_TASK TO CARRY OUT:_
Keep only the lines of the material below that contain the word "last". Copy those lines.

_DATASET ENTRIES:_
PR #303, opened 2022-09-30
Add `report_invalidations` to tabulate invalidations summary

charleskawczynski:
Hello 👋🏻! There has been a lot of activity around hunting down invalidations lately, for example:

 - [julia-invalidations](https://github.com/julia-actions/julia-invalidations)
 - [discourse thread](https://discourse.julialang.org/t/potential-performance-regressions-in-julia-1-8-for-special-un-precompiled-type-dispatches-and-how-to-fix-them/86359)
 - [SciML issue](https://github.com/SciML/DifferentialEquations.jl/issues/786)

As mentioned in [this comment](https://discourse.julialang.org/t/potential-performance-regressions-in-julia-1-8-for-special-un-precompiled-type-dispatches-and-how-to-fix-them/86359/21) of the `discourse thread`, I've added a function called `report_invalidations` to [ReportMetrics.jl](https://github.com/CliMA/ReportMetrics.jl) which summarizes the output of `SnoopCompileCore.@snoopr` with quantitative and actionable information.

I'd like to call this function from the `julia-invalidations` github action. I thought it might be cleaner to add this functionality to SnoopCompile directly (rather than a separate package) since it's relatively light weight (barring PrettyTables) and uses SnoopCompile internals.

The `ReportMetrics.jl` version of the printed table looks like this:
```
[ Info: Number of invalidations for SomeWork: 7
[ Info: SomeWork: 6 total method invalidations
┌───────────────────────────────────┬─────────────┬───────────────┬─────────────────┐
│ <file name>:<line number>         │ Method Name │ Invalidations │ Invalidations % │
│                                   │             │    Number     │     (xᵢ/∑x)     │
├───────────────────────────────────┼─────────────┼───────────────┼─────────────────┤
│ SnoopCompile.jlirrationals.jl:182 │  BigFloat   │       1       │       50        │
│ SnoopCompile.jlirrationals.jl:182 │  BigFloat   │       1       │       50        │
│ SnoopCompile.jlirrationals.jl:192 │   Float32   │       0       │        0        │
│ SnoopCompile.jlirrationals.jl:191 │   Float64   │       0       │        0        │
│ SnoopCompile.jlirrationals.jl:192 │   Float32   │       0       │        0        │
│ SnoopCompile.jlirrationals.jl:191 │   Float64   │       0       │        0        │
└───────────────────────────────────┴─────────────┴───────────────┴─────────────────┘
```

### DIFF
--- a/src/invalidations.jl
+++ b/src/invalidations.jl
@@ -256,8 +256,8 @@ else
 end
 
 """
-    report_invalidations(;
-        job_name::String = "",
+    report_invalidations(
+        io::IO = stdout;
         invalidations,
         n_rows::Int = 10,
         process_filename::Function = x -> x,
@@ -265,10 +265,19 @@ end
 
 Print a tabular summary of invalidations given:
 
- - `job_name::String` the name of the job
+ - `invalidations` the output of [`SnoopCompileCore.@snoopr`](@ref)
 
-An `@info` message also prints some information, for example
-if the table has been truncated (upon request).
+and (optionally)
+
+ - `io::IO` IO stream. Defaults to `stdout`
+ - `n_rows::Int` the number of rows to be displayed in the
+   truncated table. A value of 0 indicates no truncation.
+   A positive value will truncate the table to the specified
+   number of rows.
+ - `process_filename(::String)::String` a function to post-process
+   each filename, where invalidations are found
+
+# Example usage
 
 ```julia
 import SnoopCompileCore
@@ -280,10 +289,7 @@ end;
 
 using SnoopCompile
 using PrettyTables # to load report_invalidations
-report_invalidations(;
-    job_name = "MyWork",
-    invalidations,
-)
+report_invalidations(;invalidations)
 ```
 
 Using `report_invalidations` requires that you first load the `PrettyTables.jl` package.
--- a/src/invalidations.jl
+++ b/src/invalidations.jl
@@ -256,16 +256,15 @@ else
 end
 
 """
-    tabulated_invalidations(;
+    report_invalidations(;
         job_name::String,
         invalidations,
         n_rows::Int = 10,
         process_filename::Function = x -> x,
     )
 
-A NamedTuple, `(; table_data, header)`, which
-contains a condensed form of invalidations in the form
-of a matrix and a header, which can be easily tabulated.
+Print a tabular summary of invalidations.
+
 An `@info` message also prints some information, for example
 if the table has been truncated (upon request).
 
@@ -277,66 +276,16 @@ invalidations = SnoopCompileCore.@snoopr begin
 
 end;
 
-import SnoopCompile
-(; table_data, header) = SnoopCompile.tabulated_invalidations(;
+using SnoopCompile
+report_invalidations(;
     job_name = "MyWork",
     invalidations,
 )
-
-import PrettyTables
-PrettyTables.pretty_table(
-    table_data;
-    header,
-    formatters = PrettyTables.ft_printf("%s", 2:2),
-    header_crayon = PrettyTables.crayon"yellow bold",
-    subheader_crayon = PrettyTables.crayon"green bold",
-    crop = :none,
-    alignment = [:l, :c, :c, :c],
-)
 ```
+
+Using `report_invalidations` requires that you first load the `PrettyTables.jl` package.
 """
-function tabulated_invalidations(;
-        job_name::String,
-        invalidations,
-        n_rows::Int = 10,
-        process_filename::Function = x -> x,
-    )
-    trees = reverse(invalidation_trees(invalidations))
-    n_total_invalidations = length(uinvalidated(invalidations))
-    # TODO: Merge `@info` statement with one below
-    @info "Number of invalidations for $job_name: $n_total_invalidations"
-    invs_per_method = map(trees) do methinvs
-        countchildren(methinvs)
-    end
-    n_invs_total = length(invs_per_method)
-    truncated_invs = n_rows < n_invs_total
-    sum_invs = sum(invs_per_method)
-    invs_per_method = invs_per_method[1:min(n_rows, n_invs_total)]
-    trees = trees[1:min(n_rows, n_invs_total)]
-    trunc_msg = truncated_invs ? " (showing $n_rows) " : ""
-    @info "$(job_name): $n_invs_total total method invalidations$trunc_msg"
-    n_invalidations_percent = map(invs_per_method) do inv
-        inv_perc = inv / sum_invs
-        Int(round(inv_perc*100, digits = 0))
-    end
-    meth_name = map(trees) do inv
-        "$(inv.method.name)"
-    end
-    fileinfo = map(trees) do inv
-        "$(process_filename(string(inv.method.file))):$(inv.method.line)"
-    end
-    header = (
-        ["<file name>:<line number>", "Method Name", "Invalidations", "Invalidations %"],
-        ["", "", "Number", "(xᵢ/∑x)"],
-    )
-    table_data = hcat(
-        fileinfo,
-        meth_name,
-        invs_per_method,
-        n_invalidations_percent,
-    )
-    return (; table_data, header)
-end
+function report_invalidations end
 
 """
     trees = invalidation_trees(list)
--- a/src/invalidations.jl
+++ b/src/invalidations.jl
@@ -256,6 +256,89 @@ else
 end
 
 """
+    tabulated_invalidations(;
+        job_name::String,
+        invalidations,
+        n_rows::Int = 10,
+        process_filename::Function = x -> x,
+    )
+
+A NamedTuple, `(; table_data, header)`, which
+contains a condensed form of invalidations in the form
+of a matrix and a header, which can be easily tabulated.
+An `@info` message also prints some information, for example
+if the table has been truncated (upon request).
+
+```julia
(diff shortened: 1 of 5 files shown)


charleskawczynski:
bump 🙂

charleskawczynski:
Bump! 🙂

timholy:
I think we could have this, but I'd rather it be loaded under a `@require PrettyTables = ...` block. Often the best practice is to define the function
```
"""
Lotsa docs

Using `tabulated_invalidations` requires that you first load the PrettyTables package.
"""
function tabulated_invalidations end      # this defines a function with no methods, but the docstring is available.
```
as a "stub" in the main package, and then in `__init__()`
```julia
function __init__()
    # other stuff
    @require PettyTables = sha include("tabulated.jl")
end
```
and put the `tabulated_invalidations` methods in "tabulated.jl".

charleskawczynski:
I tried following the same sort of pattern for what's done with PyPlot, but I'm getting:

```julia
julia> using PrettyTables

julia> import SnoopCompileCore

julia> invalidations = SnoopCompileCore.@snoopr begin
           using ForwardDiff
       end;

julia> using SnoopCompile

julia> report_invalidations(; job_name = "MyWork", invalidations)
ERROR: UndefVarError: report_invalidations not defined
Stacktrace:
 [1] top-level scope
```

charleskawczynski:
Ok, this now works I think as expected, here's a mwe (assuming some packages are loadable):

```julia
import SnoopCompileCore
invalidations = SnoopCompileCore.@snoopr begin
   using ForwardDiff
end;
import SnoopCompile
using PrettyTables # needed for report_invalidations to be defined
SnoopCompile.report_invalidations(;
   invalidations,
   process_filename = x -> last(split(x, ".julia/packages/"))
)
```

Which produces

```
┌ Warning: Could not attribute the following delayed invalidations:
└ @ SnoopCompile ~/Dropbox/Caltech/work/dev/clones/forks/SnoopCompile.jl/src/invalidations.jl:552
Any[MethodInstance for eltype(::Type{A} where A<:(NamedTuple{(:init,), _A} where _A<:Tuple{AbstractDict})), MethodInstance for eltype(::Type{T} where T<:Tuple{AbstractDict}), MethodInstance for eltype(::Type{A} where A<:(NamedTuple{(:maxlog, :form), _A} where _A<:Tuple{Int64, Type})), MethodInstance for eltype(::Type{T} where T<:Tuple{Int64, Type})] invalidated Core.MethodInstance[MethodInstance for StaticArrays.var"#s25#170"(::Any, ::Any, ::Any, ::Any, ::Any, ::Any, ::Any, ::Any), MethodInstance for StaticArrays._precompile_()]
Any[MethodInstance for eltype(::Type{T} where T<:Tuple{AbstractDict}), MethodInstance for eltype(::Type{A} where A<:(NamedTuple{(:init,), _A} where _A<:Tuple{AbstractDict}))] invalidated MethodInstance for MacroTools.allbindings(::Any, ::Vector{Any})
[ Info: 233 methods invalidated for 6 functions
┌─────────────────────────────────────────────┬───────────────┬───────────────┬─────────────────┐
│ <file name>:<line number>                   │ Function Name │ Invalidations │ Invalidations % │
│                                             │               │    Number     │     (xᵢ/∑x)     │
├─────────────────────────────────────────────┼───────────────┼───────────────┼─────────────────┤
│ ForwardDiff/QdStj/src/dual.jl:427           │ promote_rule  │      209      │       82        │
│ StaticArrays/x7lS0/src/abstractarray.jl:150 │    similar    │      18       │        7        │
│ StaticArrays/x7lS0/src/SizedArray.jl:88     │    convert    │      15       │        6        │
│ StaticArrays/x7lS0/src/mapreduce.jl:253     │   foldl##kw   │       8       │        3        │
│ ForwardDiff/QdStj/src/dual.jl:145           │    isequal    │       3       │        1        │
│ StaticArrays/x7lS0/src/SOneTo.jl:57         │  getproperty  │       3       │        1        │
└─────────────────────────────────────────────┴───────────────┴───────────────┴─────────────────┘
```

charleskawczynski:
Based on https://github.com/JuliaDiff/ForwardDiff.jl/issues/620#issuecomment-1370119947 and https://github.com/JuliaDiff/ForwardDiff.jl/issues/620#issuecomment-1370142934, should we update how `report_invalidations` works? cc @ChrisRackauckas @timholy

src/invalidations.jl
```diff
@@ -255,6 +255,41 @@ else
...
+ - `job_name::String` the name of the job
+
+An `@info` message also prints some information, for example
+if the table has been truncated (upon request).
+
+```julia
+import SnoopCompileCore
+invalidations = SnoopCompileCore.@snoopr begin
+
+    # load packages & do representative work
```
timholy, line 277:
```suggestion
    # load packages & define any additional methods
```
"Doing work" cannot invalidate; invalidations are caused by new method definitions, which includes loading packages.

test/snoopr.jl
```diff
@@ -187,6 +188,14 @@ end
...
         end
     end
+
+    # Tabulate invalidations:
+    # Note: this table may change over time as invalidations get fixed.
+    SnoopCompile.report_invalidations(;
+        job_name = "job_name",
+        invalidations = invs,
+    )
+
```
timholy, line 198: This only tests that it doesn't crash. Can we print to `io = IOBuffer()` and then test the output? It could be quite loose, e.g., `occursin("Invalidations %", str)` where `str = String(take!(io))`.

src/invalidations.jl
```diff
@@ -255,6 +255,41 @@ else
...
+    report_invalidations(;
+        job_name::String = "",
+        invalidations,
+        n_rows::Int = 10,
+        process_filename::Function = x -> x,
+    )
+
+Print a tabular summary of invalidations given:
+
+ - `job_name::String` the name of the job
```
timholy, line 268: What's the role of the job_name? Does it have any functional significance? (Can I choose a name that's wrong or broken?)

src/invalidations.jl
```diff
@@ -255,6 +255,41 @@ else
...
+
+An `@info` message also prints some information, for example
+if the table has been truncated (upon request).
```
timholy, line 271: This might be interpreted as saying "you have to request the `@info` message" whereas I think you mean "it was truncated by request," which in turn really means "it was truncated by specifying `nrows`."

But even this is confusing since `nrows` has a default value of 10, so you don't actually have to request it.

src/invalidations.jl
```diff
@@ -255,6 +255,41 @@ else
...
+
+```julia
```
timholy, line 273: You might want to preface this with `Demo:` or `Usage example:`

timholy (commented):
This looks nearly merge-worthy. I don't think there are big changes needed in how you collect the invalidations, because:
1. You suggest collecting them with SnoopCompileCore rather than SnoopCompile ✔️ 
2. Nothing here uses a workload. Of course this summary will include many invalidations that may not affect the users' code. `filtermod` and `precompile_blockers` can restrict them to ones that affect particular modules or workloads. Are you wondering if you should support them?

src/invalidations.jl
charleskawczynski: Good point. I think I phrased it that way to be safe. I think I could use some clarification. If someone's "workload" was, for example:

```julia
function do_work(A)
    foo(a::Array) = a .+ 1
    x = zero(eltype(A))
    for i in 1:2
        x += sum(foo(A))
    end
    return x
end
```
Can `foo` in this example possibly invalidate methods? If so, then I think users may find `do representative work` to be a safety net to catch unexpected invalidations in real world applications.

Though, it's probably important to note that the "amount of work" (e.g., the size of `A` in this example) has no impact on the invalidations.

Overall, I think `define any additional methods` is more precise, it just requires that users think carefully about where / when they may be defining methods, which I think is fair. I'll commit this change, but I'd appreciate if you can chime in regarding my example. Thanks!

src/invalidations.jl
charleskawczynski: You know, I think we can get rid of it. It's not really doing anything. I added it in case I'd run several invalidation jobs, so that the tables could be differentiated, but 1) that can be printed before the call to `report_invalidations` and 2) I think they'd need to be separate sessions anyway. I'll remove it

test/snoopr.jl
charleskawczynski: Ah, yes, that'd be better.

charleskawczynski:
I think one last thing that we could do, that would really put this over the top in terms of ease of use, would be if we followed through with https://github.com/CliMA/ReportMetrics.jl/issues/7#issuecomment-1015618744, and made the file / line number hypertext links through PrettyTables (which I think is supported [here](https://ronisbr.github.io/PrettyTables.jl/dev/lib/library/#PrettyTables.UrlTextCell)).

I think this can be a followup feature, though. Thumbs up to open an issue 🙂

src/invalidations.jl
timholy: > If someone's "workload" was

That's not a workload, that's a method definition. `do_work(rand(5))` is a workload. Perhaps we need to clarify that workload means *running* code.

> Can foo in this example possibly invalidate methods?

Inner methods can't invalidate. But `do_work` could invalidate, if there are other methods.

timholy:
Thanks! This is a nice addition. Release of SnoopCompile 2.10.0 is underway.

_TASK ANSWER:_
   process_filename = x -> last(split(x, ".julia/packages/"))
I think one last thing that we could do, that would really put this over the top in terms of ease of use, would be if we followed through with https://github.com/CliMA/ReportMetrics.jl/issues/7#issuecomment-1015618744, and made the file / line number hypertext links through PrettyTables (which I think is supported [here](https://ronisbr.github.io/PrettyTables.jl/dev/lib/library/#PrettyTables.UrlTextCell)).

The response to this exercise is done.